Top of Data to process

PR #1573, opened 2016-04-24
fix (tagging): try all taggingTokens for splitting on paste

### LINKED ISSUE #1566: Splitting on Paste only supports first token
### Bug description:
Splitting on pasted data only supports splitting on the first token.

[literally any working tagging ui-select instance - see select.js ln 826]

UI-Select: 0.16.1

This isn't a bug in that the code is doing something unexpected, so much as it is unexpected that the code would be written this way. An improvement would be to iterate over splitting tokens and split on the first token that exists in the string.

torstenrudolf:
loop through all `taggingTokens` and use first token that is contained in paste data for splitting (previously only first token was used)

Closes #1566

### DIFF
--- a/src/uiSelectController.js
+++ b/src/uiSelectController.js
@@ -588,9 +588,18 @@ uis.controller('uiSelectCtrl',
     if (data && data.length > 0) {
       // If tagging try to split by tokens and add items
       if (ctrl.taggingTokens.isActivated) {
-        var separator = KEY.toSeparator(ctrl.taggingTokens.tokens[0]);
-        var items = data.split(separator || ctrl.taggingTokens.tokens[0]); // split by first token only
-        if (items && items.length > 0) {
+        var items = [];
+        for (var i = 0; i < ctrl.taggingTokens.tokens.length; i++) {  // split by first token that is contained in data
+          var separator = KEY.toSeparator(ctrl.taggingTokens.tokens[i]) || ctrl.taggingTokens.tokens[i];
+          if (data.indexOf(separator) > -1) {
+            items = data.split(separator);
+            break;  // only split by one token
+          }
+        }
+        if (items.length === 0) {
+          items = [data];
+        }
+        if (items.length > 0) {
         var oldsearch = ctrl.search;
           angular.forEach(items, function (item) {
             var newItem = ctrl.tagging.fct ? ctrl.tagging.fct(item) : item;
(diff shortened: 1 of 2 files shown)


test/select.spec.js
```diff
@@ -2504,6 +2504,14 @@ describe('ui-select tests', function() {
       expect($(el).scope().$select.selected.length).toBe(3);
     });
 
+    it('should split pastes on ENTER, even though ENTER is not first taggingToken, but not try another token', function() {
```
user378230: Can you turn this into two tests, one for each bit of functionality?
Example:

1. `it('should split pastes on token that isn't the first token',...)`
2. `it('should split pastes only on first tagging token found in paste string', ...)`

src/uiSelectController.js
```diff
@@ -588,8 +588,17 @@ uis.controller('uiSelectCtrl',
     if (data && data.length > 0) {
       // If tagging try to split by tokens and add items
       if (ctrl.taggingTokens.isActivated) {
-        var separator = KEY.toSeparator(ctrl.taggingTokens.tokens[0]);
-        var items = data.split(separator || ctrl.taggingTokens.tokens[0]); // split by first token only
+        var items = [];
+        for (var i = 0; i < ctrl.taggingTokens.tokens.length; i++) {  // split by first token that is contained in data
+          var separator = KEY.toSeparator(ctrl.taggingTokens.tokens[i]) || ctrl.taggingTokens.tokens[i];
+          if (data.indexOf(separator) !== -1) {
```
user378230: Very minor but `data.indexOf(separator) > -1` is a bit more concise.

src/uiSelectController.js
```diff
@@ -588,8 +588,17 @@ uis.controller('uiSelectCtrl',
...
+            items = data.split(separator);
+            break;  // only split by one token
+          }
+        }
+        if (items.length === 0) {
+          items = [data];
+        }
         if (items && items.length > 0) {
```
user378230: Can the `items` truthy check can be removed now? (Since you initalised items above L591: `var items = [];`)

torstenrudolf:
@user378230 good suggestion. I split the test into two separate tests

torstenrudolf:
@user378230 good suggestions. I believe I've fixed everything.

one question; now I did a force-push  to not litter the commit history in the `ui-select` project. But because of that we lost your line comments on the former commit. What would be the appropriate way to do this cleaning work?

user378230:
Thanks for your speedy update! :smiley: 

I think that workflow is expected. This LGTM now so I'll merge. 

Thanks again :+1:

Bottom of Data to process

__What to do__
Please output each record exactly as it appears above.

__Result__
PR #1573, opened 2016-04-24
fix (tagging): try all taggingTokens for splitting on paste

### LINKED ISSUE #1566: Splitting on Paste only supports first token
### Bug description:
Splitting on pasted data only supports splitting on the first token.

[literally any working tagging ui-select instance - see select.js ln 826]

UI-Select: 0.16.1

This isn't a bug in that the code is doing something unexpected, so much as it is unexpected that the code would be written this way. An improvement would be to iterate over splitting tokens and split on the first token that exists in the string.

torstenrudolf:
loop through all `taggingTokens` and use first token that is contained in paste data for splitting (previously only first token was used)

Closes #1566

### DIFF
--- a/src/uiSelectController.js
+++ b/src/uiSelectController.js
@@ -588,9 +588,18 @@ uis.controller('uiSelectCtrl',
     if (data && data.length > 0) {
       // If tagging try to split by tokens and add items
       if (ctrl.taggingTokens.isActivated) {
-        var separator = KEY.toSeparator(ctrl.taggingTokens.tokens[0]);
-        var items = data.split(separator || ctrl.taggingTokens.tokens[0]); // split by first token only
-        if (items && items.length > 0) {
+        var items = [];
+        for (var i = 0; i < ctrl.taggingTokens.tokens.length; i++) {  // split by first token that is contained in data
+          var separator = KEY.toSeparator(ctrl.taggingTokens.tokens[i]) || ctrl.taggingTokens.tokens[i];
+          if (data.indexOf(separator) > -1) {
+            items = data.split(separator);
+            break;  // only split by one token
+          }
+        }
+        if (items.length === 0) {
+          items = [data];
+        }
+        if (items.length > 0) {
         var oldsearch = ctrl.search;
           angular.forEach(items, function (item) {
             var newItem = ctrl.tagging.fct ? ctrl.tagging.fct(item) : item;
(diff shortened: 1 of 2 files shown)


test/select.spec.js
```diff
@@ -2504,6 +2504,14 @@ describe('ui-select tests', function() {
       expect($(el).scope().$select.selected.length).toBe(3);
     });
 
+    it('should split pastes on ENTER, even though ENTER is not first taggingToken, but not try another token', function() {
```
user378230: Can you turn this into two tests, one for each bit of functionality?
Example:

1. `it('should split pastes on token that isn't the first token',...)`
2. `it('should split pastes only on first tagging token found in paste string', ...)`

src/uiSelectController.js
```diff
@@ -588,8 +588,17 @@ uis.controller('uiSelectCtrl',
     if (data && data.length > 0) {
       // If tagging try to split by tokens and add items
       if (ctrl.taggingTokens.isActivated) {
-        var separator = KEY.toSeparator(ctrl.taggingTokens.tokens[0]);
-        var items = data.split(separator || ctrl.taggingTokens.tokens[0]); // split by first token only
+        var items = [];
+        for (var i = 0; i < ctrl.taggingTokens.tokens.length; i++) {  // split by first token that is contained in data
+          var separator = KEY.toSeparator(ctrl.taggingTokens.tokens[i]) || ctrl.taggingTokens.tokens[i];
+          if (data.indexOf(separator) !== -1) {
```
user378230: Very minor but `data.indexOf(separator) > -1` is a bit more concise.

src/uiSelectController.js
```diff
@@ -588,8 +588,17 @@ uis.controller('uiSelectCtrl',
...
+            items = data.split(separator);
+            break;  // only split by one token
+          }
+        }
+        if (items.length === 0) {
+          items = [data];
+        }
         if (items && items.length > 0) {
```
user378230: Can the `items` truthy check can be removed now? (Since you initalised items above L591: `var items = [];`)

torstenrudolf:
@user378230 good suggestion. I split the test into two separate tests

torstenrudolf:
@user378230 good suggestions. I believe I've fixed everything.

one question; now I did a force-push  to not litter the commit history in the `ui-select` project. But because of that we lost your line comments on the former commit. What would be the appropriate way to do this cleaning work?

user378230:
Thanks for your speedy update! :smiley: 

I think that workflow is expected. This LGTM now so I'll merge. 

Thanks again :+1:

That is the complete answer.